Entries taken from a collection
* * * * * * * * *

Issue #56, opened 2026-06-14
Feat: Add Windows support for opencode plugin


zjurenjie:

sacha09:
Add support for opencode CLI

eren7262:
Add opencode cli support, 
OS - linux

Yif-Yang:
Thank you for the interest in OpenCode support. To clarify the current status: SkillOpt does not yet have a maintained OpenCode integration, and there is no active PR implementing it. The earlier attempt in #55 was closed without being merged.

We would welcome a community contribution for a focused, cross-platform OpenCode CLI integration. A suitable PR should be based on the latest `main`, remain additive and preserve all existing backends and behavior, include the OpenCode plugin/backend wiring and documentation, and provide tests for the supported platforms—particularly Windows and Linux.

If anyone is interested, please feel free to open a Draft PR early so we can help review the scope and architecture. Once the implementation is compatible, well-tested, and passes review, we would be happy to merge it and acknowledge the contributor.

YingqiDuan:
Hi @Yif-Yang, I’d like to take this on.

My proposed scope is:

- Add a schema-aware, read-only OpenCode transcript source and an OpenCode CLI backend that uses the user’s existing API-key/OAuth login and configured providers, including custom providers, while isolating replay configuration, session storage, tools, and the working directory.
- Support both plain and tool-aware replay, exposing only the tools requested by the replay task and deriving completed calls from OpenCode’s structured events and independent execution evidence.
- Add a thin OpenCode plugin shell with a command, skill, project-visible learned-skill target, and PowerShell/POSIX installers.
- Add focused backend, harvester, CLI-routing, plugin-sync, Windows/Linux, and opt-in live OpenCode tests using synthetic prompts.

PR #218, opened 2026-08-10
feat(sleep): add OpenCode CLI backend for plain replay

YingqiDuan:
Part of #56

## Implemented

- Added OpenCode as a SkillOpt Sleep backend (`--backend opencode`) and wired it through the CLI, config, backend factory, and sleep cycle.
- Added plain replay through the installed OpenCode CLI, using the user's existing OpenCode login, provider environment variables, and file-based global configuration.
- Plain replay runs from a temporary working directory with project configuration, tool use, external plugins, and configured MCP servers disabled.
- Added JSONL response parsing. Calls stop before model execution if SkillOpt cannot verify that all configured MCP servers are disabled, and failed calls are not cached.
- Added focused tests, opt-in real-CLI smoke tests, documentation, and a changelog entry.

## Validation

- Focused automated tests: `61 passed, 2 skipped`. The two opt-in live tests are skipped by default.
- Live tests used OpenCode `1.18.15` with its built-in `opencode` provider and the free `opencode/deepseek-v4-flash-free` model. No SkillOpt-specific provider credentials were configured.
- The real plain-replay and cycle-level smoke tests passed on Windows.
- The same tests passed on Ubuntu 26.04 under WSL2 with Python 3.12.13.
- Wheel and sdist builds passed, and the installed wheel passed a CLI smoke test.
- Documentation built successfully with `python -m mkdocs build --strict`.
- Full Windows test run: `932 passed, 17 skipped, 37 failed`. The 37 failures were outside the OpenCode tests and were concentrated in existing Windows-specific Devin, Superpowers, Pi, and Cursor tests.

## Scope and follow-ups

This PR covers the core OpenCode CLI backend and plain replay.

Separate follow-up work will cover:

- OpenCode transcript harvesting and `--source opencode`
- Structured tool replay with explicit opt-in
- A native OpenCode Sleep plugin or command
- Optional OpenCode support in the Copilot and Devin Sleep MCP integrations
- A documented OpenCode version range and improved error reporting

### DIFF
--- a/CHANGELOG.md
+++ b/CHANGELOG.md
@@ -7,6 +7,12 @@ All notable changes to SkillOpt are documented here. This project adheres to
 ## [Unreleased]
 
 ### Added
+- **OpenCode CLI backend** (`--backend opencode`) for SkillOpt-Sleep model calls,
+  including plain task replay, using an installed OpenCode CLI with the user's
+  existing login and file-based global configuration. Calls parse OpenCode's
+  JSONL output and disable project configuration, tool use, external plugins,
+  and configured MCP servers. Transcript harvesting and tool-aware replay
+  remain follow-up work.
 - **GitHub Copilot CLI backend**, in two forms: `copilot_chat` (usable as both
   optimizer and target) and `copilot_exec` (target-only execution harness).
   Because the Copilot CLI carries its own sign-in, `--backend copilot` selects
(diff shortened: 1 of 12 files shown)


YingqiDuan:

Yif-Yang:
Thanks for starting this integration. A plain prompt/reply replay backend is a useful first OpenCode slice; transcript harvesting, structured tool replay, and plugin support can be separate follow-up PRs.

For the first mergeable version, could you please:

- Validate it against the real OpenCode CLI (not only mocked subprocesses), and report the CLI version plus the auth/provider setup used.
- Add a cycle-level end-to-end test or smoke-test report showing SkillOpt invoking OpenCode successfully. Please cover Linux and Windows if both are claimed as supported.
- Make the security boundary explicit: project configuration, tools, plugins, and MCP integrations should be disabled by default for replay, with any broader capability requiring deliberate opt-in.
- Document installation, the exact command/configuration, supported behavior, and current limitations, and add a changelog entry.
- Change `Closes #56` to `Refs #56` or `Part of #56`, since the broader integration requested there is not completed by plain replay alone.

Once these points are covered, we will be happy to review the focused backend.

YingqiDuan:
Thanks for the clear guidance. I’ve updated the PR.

* * * * * * * * *

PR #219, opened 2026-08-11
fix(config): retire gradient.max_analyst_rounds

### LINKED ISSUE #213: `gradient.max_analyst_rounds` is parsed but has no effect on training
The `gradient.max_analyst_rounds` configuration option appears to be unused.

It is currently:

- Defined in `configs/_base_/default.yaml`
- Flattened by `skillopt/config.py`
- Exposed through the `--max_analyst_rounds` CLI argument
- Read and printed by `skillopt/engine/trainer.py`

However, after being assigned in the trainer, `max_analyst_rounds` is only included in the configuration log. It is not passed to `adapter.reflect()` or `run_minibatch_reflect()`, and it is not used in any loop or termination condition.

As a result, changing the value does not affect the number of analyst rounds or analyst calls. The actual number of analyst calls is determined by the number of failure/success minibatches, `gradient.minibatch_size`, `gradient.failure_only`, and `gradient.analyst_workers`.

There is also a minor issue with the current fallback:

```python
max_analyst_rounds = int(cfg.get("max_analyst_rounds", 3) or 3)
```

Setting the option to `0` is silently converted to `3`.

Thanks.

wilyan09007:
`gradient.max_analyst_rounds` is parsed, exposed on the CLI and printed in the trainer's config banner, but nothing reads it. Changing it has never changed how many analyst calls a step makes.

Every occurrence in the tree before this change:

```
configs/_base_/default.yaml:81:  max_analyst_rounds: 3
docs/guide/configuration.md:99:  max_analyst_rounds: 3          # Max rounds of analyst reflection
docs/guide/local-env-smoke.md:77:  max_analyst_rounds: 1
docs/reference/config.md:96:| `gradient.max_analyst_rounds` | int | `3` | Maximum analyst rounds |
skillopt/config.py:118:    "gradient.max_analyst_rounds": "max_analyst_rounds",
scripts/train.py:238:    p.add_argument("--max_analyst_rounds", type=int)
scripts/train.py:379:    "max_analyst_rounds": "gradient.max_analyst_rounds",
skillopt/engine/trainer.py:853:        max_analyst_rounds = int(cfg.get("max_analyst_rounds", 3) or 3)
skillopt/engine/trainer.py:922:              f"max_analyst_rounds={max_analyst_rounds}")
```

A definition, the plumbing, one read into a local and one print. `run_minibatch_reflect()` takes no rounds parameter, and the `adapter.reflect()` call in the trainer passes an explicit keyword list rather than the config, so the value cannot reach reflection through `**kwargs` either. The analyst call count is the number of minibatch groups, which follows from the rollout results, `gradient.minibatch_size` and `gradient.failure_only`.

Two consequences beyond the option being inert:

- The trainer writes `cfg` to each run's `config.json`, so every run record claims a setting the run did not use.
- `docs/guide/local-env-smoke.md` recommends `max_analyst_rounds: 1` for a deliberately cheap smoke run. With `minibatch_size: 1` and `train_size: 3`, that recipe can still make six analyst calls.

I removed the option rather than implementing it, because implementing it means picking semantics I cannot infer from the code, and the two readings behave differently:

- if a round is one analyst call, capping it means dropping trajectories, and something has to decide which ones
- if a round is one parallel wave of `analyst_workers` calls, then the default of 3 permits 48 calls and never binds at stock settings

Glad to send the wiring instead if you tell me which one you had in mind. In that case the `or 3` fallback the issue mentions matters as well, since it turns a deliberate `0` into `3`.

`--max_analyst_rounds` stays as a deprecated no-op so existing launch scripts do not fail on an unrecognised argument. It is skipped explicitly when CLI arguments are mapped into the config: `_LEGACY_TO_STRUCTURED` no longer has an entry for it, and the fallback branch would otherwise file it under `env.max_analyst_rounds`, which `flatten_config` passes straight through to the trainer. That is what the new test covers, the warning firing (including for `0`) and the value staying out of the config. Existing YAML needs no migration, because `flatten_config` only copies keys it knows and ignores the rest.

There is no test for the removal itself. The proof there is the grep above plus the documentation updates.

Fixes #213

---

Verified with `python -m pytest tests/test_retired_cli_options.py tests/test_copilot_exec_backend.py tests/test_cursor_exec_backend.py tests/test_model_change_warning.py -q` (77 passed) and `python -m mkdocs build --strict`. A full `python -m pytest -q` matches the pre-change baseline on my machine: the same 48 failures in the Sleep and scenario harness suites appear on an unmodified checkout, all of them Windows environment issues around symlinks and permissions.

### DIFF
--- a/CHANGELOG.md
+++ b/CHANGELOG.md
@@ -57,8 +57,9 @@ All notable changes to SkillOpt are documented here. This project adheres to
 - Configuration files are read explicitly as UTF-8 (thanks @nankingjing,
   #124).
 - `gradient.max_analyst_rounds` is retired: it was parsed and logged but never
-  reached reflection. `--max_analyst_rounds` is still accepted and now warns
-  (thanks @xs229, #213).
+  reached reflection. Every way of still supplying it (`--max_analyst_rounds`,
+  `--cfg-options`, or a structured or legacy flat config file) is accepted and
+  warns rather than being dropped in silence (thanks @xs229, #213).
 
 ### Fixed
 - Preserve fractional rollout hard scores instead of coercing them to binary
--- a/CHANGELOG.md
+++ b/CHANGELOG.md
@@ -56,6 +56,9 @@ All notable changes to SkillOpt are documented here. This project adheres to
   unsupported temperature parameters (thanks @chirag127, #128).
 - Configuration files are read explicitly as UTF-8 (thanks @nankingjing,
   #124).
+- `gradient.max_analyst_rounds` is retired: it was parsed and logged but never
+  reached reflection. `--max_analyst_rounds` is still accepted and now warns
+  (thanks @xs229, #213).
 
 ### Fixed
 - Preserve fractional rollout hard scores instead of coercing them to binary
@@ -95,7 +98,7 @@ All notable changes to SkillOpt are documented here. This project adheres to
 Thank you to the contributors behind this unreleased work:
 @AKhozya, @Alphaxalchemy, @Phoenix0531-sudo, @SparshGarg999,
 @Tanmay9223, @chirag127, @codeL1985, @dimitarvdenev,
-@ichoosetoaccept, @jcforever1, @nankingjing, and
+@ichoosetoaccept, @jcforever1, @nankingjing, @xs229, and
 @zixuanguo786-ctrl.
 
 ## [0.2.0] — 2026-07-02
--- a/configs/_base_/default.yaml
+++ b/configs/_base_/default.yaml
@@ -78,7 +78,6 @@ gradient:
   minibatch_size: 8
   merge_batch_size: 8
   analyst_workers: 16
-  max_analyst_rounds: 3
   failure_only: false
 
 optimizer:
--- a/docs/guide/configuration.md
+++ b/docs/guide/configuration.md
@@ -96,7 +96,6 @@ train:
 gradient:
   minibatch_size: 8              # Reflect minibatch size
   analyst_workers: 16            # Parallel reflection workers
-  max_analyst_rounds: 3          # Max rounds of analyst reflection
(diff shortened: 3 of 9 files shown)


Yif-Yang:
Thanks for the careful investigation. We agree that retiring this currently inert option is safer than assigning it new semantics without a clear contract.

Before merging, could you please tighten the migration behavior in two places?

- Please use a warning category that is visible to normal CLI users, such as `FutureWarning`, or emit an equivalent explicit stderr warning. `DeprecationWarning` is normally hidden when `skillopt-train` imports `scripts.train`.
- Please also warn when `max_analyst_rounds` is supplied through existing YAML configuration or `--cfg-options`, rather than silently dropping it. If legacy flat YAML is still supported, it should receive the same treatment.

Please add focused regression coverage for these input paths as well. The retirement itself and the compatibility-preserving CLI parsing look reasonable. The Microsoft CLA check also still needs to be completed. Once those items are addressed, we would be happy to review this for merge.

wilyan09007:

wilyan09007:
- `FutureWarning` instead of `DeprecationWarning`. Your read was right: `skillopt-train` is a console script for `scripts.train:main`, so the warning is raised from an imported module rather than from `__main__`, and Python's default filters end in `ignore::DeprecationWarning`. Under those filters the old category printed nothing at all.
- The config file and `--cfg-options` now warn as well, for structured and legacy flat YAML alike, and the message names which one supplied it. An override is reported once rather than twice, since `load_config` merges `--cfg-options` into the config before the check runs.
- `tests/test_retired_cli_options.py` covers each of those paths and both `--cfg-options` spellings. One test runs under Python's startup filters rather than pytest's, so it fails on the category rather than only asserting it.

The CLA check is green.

* * * * * * * * *

What is expected: The lines to return are those in the entries above that include "broader".

Response to the exercise:
- Make the security boundary explicit: project configuration, tools, plugins, and MCP integrations should be disabled by default for replay, with any broader capability requiring deliberate opt-in.
- Change `Closes #56` to `Refs #56` or `Part of #56`, since the broader integration requested there is not completed by plain replay alone.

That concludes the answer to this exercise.